The price of international benchmark Brent crude is set to climb to $70 a barrel in the third quarter of next year based on Friday's decision in which OPEC and its allies agreed to curb oil production by 1.2 million barrels per day (bpd), according to an expert on Monday.
“A production cut of 1.2 million bpd would tighten the oil market by the third quarter of 2019 and cause prices to rise back above $70 per barrel for Brent," Ann-Louise Hittle, vice president of macro oils at Wood Mackenzie, said in a note.
To balance the global oil market and push crude prices higher, the 15-member OPEC agreed Friday to trim its output by a total of 800,000 bpd.
Non-OPEC oil producing countries, which include Russia and nine other nations, will cut their total production by 400,000 bpd to contribute to the deal, whose implementation will begin on Jan. 1 for six months.
- Saudis' long-term goal
Prior to the OPEC meeting, there was much speculation as to whether Saudi Arabia would give in to pressure from U.S. President Donald Trump who thanked the kingdom on Nov. 21 for keeping prices low, and affirmed his support of Saudi Arabia despite the kingdom’s admission it murdered journalist Jamal Khashoggi.
OPEC's biggest and most influential producer, however, decided Friday to carry most of the burden for the organization by lowering its production by 500,000 bpd.

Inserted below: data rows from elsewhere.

PR #1052, opened 2024-09-27
Omit `features` field from oci-platform if no contents

zkdev:
Some oci-registries do not support features field yet. As we do not use this field (at least for now), omit entirely on serialisation if it has no entries.

Fixes #

**Release note**:

```other operator

```


8R0WNI3 (approved):
/lgtm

“Saudi Arabia has a long-term goal of managing the oil market to avoid the sharp falls and spikes which hurt demand and the ability of the industry to develop supply," Hittle said.

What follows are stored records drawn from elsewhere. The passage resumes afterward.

PR #1053, opened 2024-10-02
Add async OCI and OCM packages

8R0WNI3:

Fixes #

**Release note**:

```other operator

```

### DIFF
--- a/ccc/oci.py
+++ b/ccc/oci.py
@@ -61,6 +61,52 @@ def oci_request_handler_requirements_fulfilled() -> bool:
 
 
 @functools.cache
+def oci_client_async(
+    credentials_lookup: collections.abc.Callable=None,
+    cfg_factory=None,
+    http_connection_pool_size: int | None=None,
+    tag_preprocessing_callback: collections.abc.Callable[[str], str]=None,
+    tag_postprocessing_callback: collections.abc.Callable[[str], str]=None,
+) -> 'oci.client_async.Client':
+    import aiohttp
+    import oci.client_async
+
+    def base_api_lookup(image_reference):
+        registry_cfg = model.container_registry.find_config(
+            image_reference=image_reference,
+            privileges=None,
+            cfg_factory=cfg_factory,
+        )
+        if registry_cfg and (base_url := registry_cfg.api_base_url()):
+            return base_url
+        return oc.base_api_url(image_reference)
+
+    routes = oc.OciRoutes(base_api_lookup)
+
+    if not credentials_lookup:
+        credentials_lookup = oci_cfg_lookup(cfg_factory=cfg_factory)
+
+    if http_connection_pool_size is None: # 0 is a valid value here (meaning no limitation)
+        connector = aiohttp.TCPConnector()
+    else:
+        connector = aiohttp.TCPConnector(
+            limit=http_connection_pool_size,
+        )
+
+    session = aiohttp.ClientSession(
+        connector=connector,
+    )
+
+    return oci.client_async.Client(
+        credentials_lookup=credentials_lookup,
+        routes=routes,
+        session=session,
+        tag_preprocessing_callback=tag_preprocessing_callback,
+        tag_postprocessing_callback=tag_postprocessing_callback,
+    )
+
+
+@functools.cache
 def oci_client(
     credentials_lookup: collections.abc.Callable=None,
     install_logging_handler: bool=True,
--- a/cnudie/iter_async.py
+++ b/cnudie/iter_async.py
@@ -1,0 +1,172 @@
+import collections.abc
+
+import cnudie.iter
+import cnudie.retrieve_async
+import dso.labels
+import ocm
+
+
+async def iter(
+    component: ocm.Component,
+    lookup: cnudie.retrieve_async.ComponentDescriptorLookupById=None,
+    recursion_depth: int=-1,
+    prune_unique: bool=True,
+    node_filter: collections.abc.Callable[[cnudie.iter.Node], bool]=None,
+    ocm_repo: ocm.OcmRepository | str=None,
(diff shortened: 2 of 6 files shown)


ccwienk:
@8R0WNI3 : how about picking the first two commits:
- [Replace some typing occurrences by collections.abc](https://github.com/gardener/cc-utils/pull/1053/commits/5023bf4c1b725664f2055ee488c850855ea81e55)
- [Remove unused parameter](https://github.com/gardener/cc-utils/pull/1053/commits/e053197c81ec052981f9b73195278c50500c2904)

directly to `master` (and thus reduce the size of this pullrequest)?

ccwienk:
as for the "actual" changes, I have some concerns w.r.t. new package-names. considering other patterns I have seen, it seem to be more common to have (few) different entrypoints (e.g. `client.Client` vs `client.AsyncClient`) or use `async`-suffixes (e.g. `client` + `client_async`).

Specifically for `oci`-package (or more specifically `oci/__init__.py`, I think we either might drop some parts (e.g. kaniko-related code should not be actually in-use any longer, so we might discard an async flavour of it). From the diffs I thus-far inspected, I can see there is quite some duplication w.r.t. dataclasses - I think we should deduplicate those (there should not be any differences between them (sync vs async), should there?.

How about a layout like the following (limited to `oci` package for now):

```
oci/__init__.py # functions are replicated w/ _async-suffix: replicate_artifact_async, replicate_blobs_async, drop kaniko (at least: do not re-implement/duplicate as async)
oci/client,py # Client + AsyncClient (same module); as an alternative: client + client_base + client_async (factor-out re-usable code (login/token-handling, routes); this has the slight disadvantage of not being fully backwards-compatible (although we might fix that by exporting imports from client_base in client-module)
oci/platform.py # check which functions we actually use; create async versions of needed ones (in same module)
oci/workarounds.py # ditto
```

oci/__init__.py
```diff
@@ -490,6 +826,77 @@ def replicate_blob(blob: om.OciBlobRef) -> om.OciBlobRef:
...
+
+    Note that the uploaded artifact must be finalised after the upload by a "manifest-put".
+    '''
+    blob_overwrites = {k.digest:v for k,v in blob_overwrites.items()}
+
+    async def replicate_blob_async(blob: om.OciBlobRef) -> om.OciBlobRef:
+        if blob_overwrite_bytes := blob_overwrites.get(blob.digest):
+            logger.info(f'Replicate with overwriting {blob=}')
+
+            if hasattr(blob_overwrite_bytes, 'read'):
```
ccwienk, line 849: hmmm...... does it actually make sense to accept a (synchronous) reader/filelike-object in async-flavour of this function?

cnudie/iter.py
```diff
@@ -249,3 +249,169 @@ def iter_resources(
         component_filter=component_filter,
         reftype_filter=reftype_filter,
     )
+
+
+async def iter_async(
+    component: ocm.Component,
+    lookup: cnudie.retrieve.ComponentDescriptorLookupById=None,
```
ccwienk, line 256: do we need an async-lookup (or should we at least encourage one)? -> I think there should be dedicated typedefs for async lookups (+ wrong lookups should be rejected)

cnudie/retrieve.py
```diff
@@ -193,6 +195,69 @@ def lookup(
     return lookup
 
 
+def in_memory_cache_component_descriptor_lookup_async(
```
ccwienk, line 198: will it make sense to create separate modules (cnudie/retrieve + cnudie/retrieve_async) to make this more of a drop-in replacement? we should deduplicate Dataclasses / Typedefs, though

oci/__init__.py
```diff
@@ -8,6 +8,7 @@
 import tarfile
 import zlib
 
+import aiohttp
```
ccwienk, line 11: as aiohttp is a new dependency, which I would like to avoid, esp. in oci-package, can we also make it optional?
(ignore import-errors + raise runtime-error in async functions); imports for typehints should be possible to be worked around by converting them to str-literatls

oci/client.py
```diff
@@ -11,6 +12,8 @@
 import threading
 import time
 
+import aiohttp
```
ccwienk, line 15: ditto. preferably either make import optional (and raise if aiohttp is absent)? maybe an `client_async` module might also be an option

users might then use API like so:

"On top of this, Saudi Arabia also needs higher oil revenues to fund domestic Saudi spending," she added.
Caroline Bain, chief commodities economist at London-based Capital Economics, said in a note "... with Saudi Arabia taking the lead in the cuts, we do expect production to fall."

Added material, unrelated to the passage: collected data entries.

PR #1056, opened 2024-10-08
Add Release-Steps to GHA-Workflow

ccwienk:


.github/workflows/build-and-test.yaml
```diff
@@ -22,9 +31,19 @@ jobs:
           snapshots_repo="${repo_base}/snapshots"
           releases_repo="${repo_base}/releases"
 
+          if ${{ inputs.release || false }}; then
```
8R0WNI3, line 34: What is the purpose of `|| false`? Won't it anyways always depend on `inputs.release` evaluating to `true`? Also, is this testing artefact intended to be still part of the PR?

.github/workflows/build-and-test.yaml
```diff
@@ -22,9 +31,19 @@ jobs:
...
+            # "erroneously" still publish to snapshots for testing purporses
+            # XXX this is a debugging / testing artefact
+            ocm_repository=${releases_repo}
+            oci_repository=${releases_repo}
+          else
+            ocm_repository=${snapshots_repo}
+            oci_repository=${snapshots_repo}
+          fi
+
           # hardcode to "snapshots" for now
```
8R0WNI3, line 44: > hardcode to "snapshots" for now

This comment also seems to be outdated.

.github/workflows/build-and-test.yaml
```diff
@@ -50,10 +71,22 @@ jobs:
         minor="$(echo ${src_version} | cut -d. -f2)"
         patch="$(echo ${src_version} | cut -d. -f3 | cut -d- -f1)"
 
-        effective_version=${major}.${minor}.${patch}-${commit}
+        if ${{ inputs.release || false }}; then
```
8R0WNI3, line 74: ditto (`|| false`)?

.github/workflows/build-and-test.yaml
```diff
@@ -184,8 +252,25 @@ jobs:
...
+                  {
+                    "type": "githubTeam",
+                    "teamname": "gardener/ci-maintainers",
+                    "github_hostname": "github.com"
+                  }
+                ]
+            }' \
             > component-descriptor.yaml
 
+          if ${{ inputs.release || false }}; then
```
8R0WNI3, line 267: ditto (`|| false`)?

.github/workflows/build-and-test.yaml
ccwienk: if `release` is not defined (which is the case if triggering was done by head-update or pullrequest), this expression will evaluate to the empty string otherwise, leaving the shell-script with a syntax-error:
```
if ;then
...
```

.github/workflows/build-and-test.yaml
ccwienk: see above. I have yet to find a more elegant approach. one option might be to pull this logic into the `params` step, so we at least onyl have to do this once, wdyt?

8R0WNI3 (approved):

"What’s more, we could see persistent involuntary declines in output in Iran and Venezuela," she added.
Due to U.S. sanctions on Iranian exports, Tehran requested that OPEC exempt Iran from the production cut deal. Iran's request was granted along with Venezuela and Libya.
Russia, the biggest oil producer among non-OPEC, will curb its production by around 228,000 bpd, 2 percent of its 11.4 million bpd production level in October, Energy Minister Alexander Novak confirmed Friday.
Bain said output cuts of OPEC and its allies would remove most of the excess crude supply in the global oil market, but added "Russian output has soared recently and will remain at a high level even after the cut."
-U.S. oil on the rise
Although the two heavyweights Saudi Arabia and Russia will curb their output with OPEC and non-OPEC, the world's biggest crude producer U.S. is set to continue to pump oil at a record high level.
Crude production in the U.S. climbed to an all-time high of 11.7 million bpd in mid-November and has stayed at that level since then.
With U.S. production poised to increase further, this could increase the glut of supply in the global oil market once again and push prices lower.
"... We expect a year-on-year increase of 2.4 million bpd in non-OPEC production as U.S. supply continues to gain sharply," Hittle said.
“That compares to our forecast for oil demand to increase by just 1.1 million bpd in 2019, leaving little room for a significant increase in OPEC production next year," she added.
-Weak demand on horizon
Global demand for crude oil faces the risk of a decline next year due to a lower forecast for global economic growth.
The International Monetary Fund on Oct. 8 lowered its forecast for global economic growth for 2019 to 3.7 percent, from its earlier estimate of 3.9 percent in April.
"We continue to expect that slower economic growth will weigh on oil demand next year, which coupled with rapid growth in U.S. production, will put renewed downward pressure on prices," Bain concluded.